I've joined with Ethan Evans' Discord community to help build a great place for people to come and talk about their career, interviewing, leadership and more. To read a little background and my motivation behind this, you can read it here on LinkedIn.
I'm always interested in hearing more from my readers about the topics they'd like to see covered. If you're interested in a topic, please reply to this newsletter and let me know. The 5 whys was a frequent reader request, for example.
Finally, I'd like to thank the hundreds of readers who have become paid members. Your support is powerful motivation for me to continue writing this newsletter. I really appreciate it! If you'd like to support this newsletter, please click here. Thanks!
I was sitting there with my coffee, discussing project status, when my pager went off. Back in those days, we used fashionable pagers to notify us of emergencies. If I remember right, I didn't particularly want to be discussing project status, so I happily used my pager as an excuse to leave the room.
I got back to our team area, and the engineers on my team were looking a little frantic. My identification of frantic is one engineer typing as fast as they can, while three other engineers hover behind their shoulder, pointing at things on the screen. You don't usually need three helpers to read a computer screen. I asked what was up.
“The site's down. We can't figure it out. We were swapping out some hosts. Some metrics went haywire, and the alarms started going off.”
I'll later cover the root cause and how the metrics lead the engineers astray. For what it's worth, the root cause itself doesn't matter for the whys, I'm just going to include some details for the technical folks in the audience.
Every operational disaster I can think of begins with a similar first step. Someone made a mistake. Pushing code to production, they pushed the wrong branch. Restarting servers, they restarted the wrong ones. Migrating data, their query missed a subset of customers.
If I had to name a single advantage Amazon has over many companies, it might be that Amazon is root cause obsessed. Employees at Amazon religiously hunt for the root causes of complex situations, and the actions necessary to fix those root causes.
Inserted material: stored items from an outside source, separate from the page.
PR #1959, opened 2019-08-01
[12.0][IMP] mail: remove activity_date_deadline column

MiquelRForgeFlow:
To avoid confusion if someone checks the table later. This field is not stored anymore.

--

### DIFF
--- a/addons/mail/migrations/12.0.1.0/end-migration.py
+++ b/addons/mail/migrations/12.0.1.0/end-migration.py
@@ -64,7 +64,18 @@ def fill_mail_thread_message_main_attachment_id(env):
         )
 
 
+def remove_activity_date_deadline_column(env):
+    activity_mixin_models = [k for k in env.registry if issubclass(
+        type(env[k]), type(env['mail.activity.mixin'])) and env[k]._auto]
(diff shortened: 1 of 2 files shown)


addons/mail/migrations/12.0.1.0/end-migration.py
```diff
@@ -64,7 +64,16 @@ def fill_mail_thread_message_main_attachment_id(env):
         )
 
 
+def remove_activity_date_deadline_column(env):
+    activity_mixin_models = [k for k in env.registry if issubclass(
+        type(env[k]), type(env['mail.activity.mixin'])) and env[k]._auto]
+    _column_renames = {model._table: ('activity_date_deadline', None)
```
pedrobaeza:
```suggestion
    _column_renames = {env[model]._table: ('activity_date_deadline', None)
```

MiquelRForgeFlow: I thought that `model` here is not a string but that `model` is the model class. I was wrong 😑

MiquelRForgeFlow:
updated

pedrobaeza:
Still red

The 5 whys is the name for the process used to repeatedly ask But Why!? You may not have realized it, but acting like a 2-year-old is a great way to build robust systems.
Fundamental assumption — Humans make mistakes
Amazon has an amusing advantage over other companies in recognizing this truth. I remember one team I managed was drastically understaffed when I joined the team. They had around 20 employees, but I grew the team to around 60 employees in a 5-month period.
Can you imagine how unreliable your team would be, if you hired two thirds of your team within the last few months?
This truth exists across Amazon. The number of employees in organizations consistently grows by 20-30% year after year, which means there are many teams which grow faster than this.
New employees won't know the proper processes to follow. New employees will not realize the hidden dangers of your system.
When a large operational event happens, I'll see discussions on Reddit, wondering about blame.
"Haha, I bet someone got fired over this one!"
Amazon leaders have learned one vital rule.
Humans make mistakes. It's our systems which allow the mistakes to cause damage. Therefore, our blame is not on the humans making the mistakes, but the systems we've built.
Cause and effect
The cause and effect chain begins with the obvious. In the above situation, you might start with The site went down.